Records from a collection:
####
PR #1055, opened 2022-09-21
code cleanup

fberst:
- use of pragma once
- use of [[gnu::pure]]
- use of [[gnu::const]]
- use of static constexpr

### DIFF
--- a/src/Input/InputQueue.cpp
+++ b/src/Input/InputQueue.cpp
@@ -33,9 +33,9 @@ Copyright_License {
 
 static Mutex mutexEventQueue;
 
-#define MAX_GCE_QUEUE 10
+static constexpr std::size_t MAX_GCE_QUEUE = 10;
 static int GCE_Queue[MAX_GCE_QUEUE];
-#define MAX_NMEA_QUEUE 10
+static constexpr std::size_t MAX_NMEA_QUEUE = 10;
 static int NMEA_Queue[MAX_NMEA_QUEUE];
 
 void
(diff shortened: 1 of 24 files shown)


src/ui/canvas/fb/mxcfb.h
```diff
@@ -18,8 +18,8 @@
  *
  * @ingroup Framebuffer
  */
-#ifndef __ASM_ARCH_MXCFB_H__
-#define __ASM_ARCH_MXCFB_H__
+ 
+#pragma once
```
####
- **WORK TASK**
Every line above needs to be retyped exactly.

- **WRITTEN REPLY**
PR #1055, opened 2022-09-21
code cleanup

fberst:
- use of pragma once
- use of [[gnu::pure]]
- use of [[gnu::const]]
- use of static constexpr

### DIFF
--- a/src/Input/InputQueue.cpp
+++ b/src/Input/InputQueue.cpp
@@ -33,9 +33,9 @@ Copyright_License {
 
 static Mutex mutexEventQueue;
 
-#define MAX_GCE_QUEUE 10
+static constexpr std::size_t MAX_GCE_QUEUE = 10;
 static int GCE_Queue[MAX_GCE_QUEUE];
-#define MAX_NMEA_QUEUE 10
+static constexpr std::size_t MAX_NMEA_QUEUE = 10;
 static int NMEA_Queue[MAX_NMEA_QUEUE];
 
 void
(diff shortened: 1 of 24 files shown)


src/ui/canvas/fb/mxcfb.h
```diff
@@ -18,8 +18,8 @@
  *
  * @ingroup Framebuffer
  */
-#ifndef __ASM_ARCH_MXCFB_H__
-#define __ASM_ARCH_MXCFB_H__
+ 
+#pragma once
```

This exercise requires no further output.